Key to colon cancer prevention is regular screenings

More than 100,000 people will develop colon cancer in 2007, according to the American Cancer Society; the disease currently causes more than 55,000 U.S. deaths annually.

However, the incidence of colon cancer-related mortalities has decreased in recent years, partly due to increased screening for the disease and the removal of colon polyps, the tumors that form inside the large intestine, detected during screening, according to UCLA's Healthy Years.

Ninety percent of people with colon cancer are over age 50, so it's best for all older adults to be screened for the disease regularly. “Presently, one of the most effective and potentially life-saving methods of prevention for colon cancer is the use of screening colonoscopies,” says Eric Esrailian, MD, MPH, section head for General Gastroenterology and the Digestive Diseases Center at UCLA Medical Center. “Colonoscopies can not only detect and enable the removal of polyps before potential transformation to cancers, but the procedure can also allow for the early detection of cancer at a potentially curable stage.”

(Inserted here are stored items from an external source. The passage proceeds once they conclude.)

PR #13390, opened 2020-11-13
Release/16.1

loremattei:
Merge release/16.1 into trunk.

The Release Build task is currently failing on the CI. It's shown in the report, but it's not required for merging the PR and the error itself is most likely a weird bug in the release-toolkit, so the code is ok as long as the other jobs are green.

PR submission checklist:


AliSoftware (approved):
LGTM

> The Release Build task is currently failing on the CI. It's shown in the report, but it's not required for merging the PR and the error itself is most likely a weird bug in the release-toolkit, so the code is ok as long as the other jobs are green.

Could it be related to the fact that it was recently re-enabled (according to this diff at least) and hasn't been used for a while so we missed a specific change to report on the script?

mokagio (approved):

loremattei:
> Could it be related to the fact that it was recently re-enabled (according to this diff at least) and hasn't been used for a while so we missed a specific change to report on the script?

I used it to build all the betas on this release and it worked as usual. It's been failing with a weird behaviour only on the final build, which differed from the previous beta only because of the translations 🤷‍♂️.

I'll investigate this later today.

PR #13355, opened 2020-11-11
Update gutenberg-mobile with non-dev Story block

aforcier:
Adds the change from https://github.com/wordpress-mobile/gutenberg-mobile/pull/2795, adding the Story block to the supported list for all builds (not just development builds).

PR #13130, opened 2020-10-14
Mobile stories block

mzorz:
This PR contains all the work done for integrating the Jetpack Story block in mobile-gutenberg, and making the move from gutenberg to the story composer in the stories library integrated as well.

This is the feature branch PR.

All of the PRs have been tested.

PR submission checklist:

- [x] I have considered adding unit tests where possible.
- [x] I have considered adding accessibility improvements for my changes.
- [x] I have considered if this change warrants user-facing release notes and have added them to `RELEASE-NOTES.txt` if necessary.

PR #13391, opened 2020-11-13
Revert "Update gutenberg-mobile with non-dev Story block"

cameronvoell:
Reverts wordpress-mobile/WordPress-Android#13355

That PR updated the gutenberg-mobile reference on WPAndroid develop after our [1.41.0 gutenberg-mobile release](https://github.com/wordpress-mobile/WordPress-Android/pull/13322) (targeting 16.2) was already cut, so that PR is bringing in unintentional gb-mobile changes. 

If we would like to still bring the changes from wordpress-mobile/WordPress-Android#13355 to WPAndroid 16.2, we will need to create a gutenberg-mobile 1.41.1 betafix release.


mchowning:
Would we also need to revert the changes in https://github.com/wordpress-mobile/WordPress-Android/pull/13130 @cameronvoell ? 😬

Physicians recommend that people age 50 and older have a colonoscopy every three to 10 years, depending on their personal risk factors. For example, someone with a family history of colon cancer is at an increased risk for the disease and should be tested every three to five years. Another known risk factor for colon cancer is a diagnosis of inflammatory bowel disease. Talk to your doctor about your potential risk factors—others include obesity, cigarette smoking, and heavy alcohol consumption—and how often you should have a colonoscopy.

Colon cancer screening. Unfortunately, current screening techniques for colon cancer are not quite as simple as a blood test or urinalysis. While a fecal exam can be done to test for blood in the stool, polyps do not always cause bleeding so additional testing is required. A study published in Cancer Research in June revealed that scientists have identified colon cancer-specific antigens that show promise as potential markers for detecting the disease. These antigens are found in the blood, so it may one day be possible to test for colon cancer using a blood sample. In the meantime, doctors rely mainly on the colonoscopy to identify cancer and potentially cancerous polyps.

Currently, two kinds of tests screen for colon cancer: the colonoscopy and the “virtual” colonoscopy, also known as a computed tomographic (CT) colonography. The CT colonography is less invasive than the traditional colonoscopy, but both tests require bowel preparation. “There is ongoing research into finding the best-tolerated and most effective preparation to cleanse the colon prior to the procedure, but it will always be the most difficult part of the colonoscopy experience,” says Kirsten Tillisch, MD, a gastroenterologist at UCLA Medical Center. “In the future, it may be possible to do a ‘virtual' colonoscopy without bowel preparation, but that is not currently an option.”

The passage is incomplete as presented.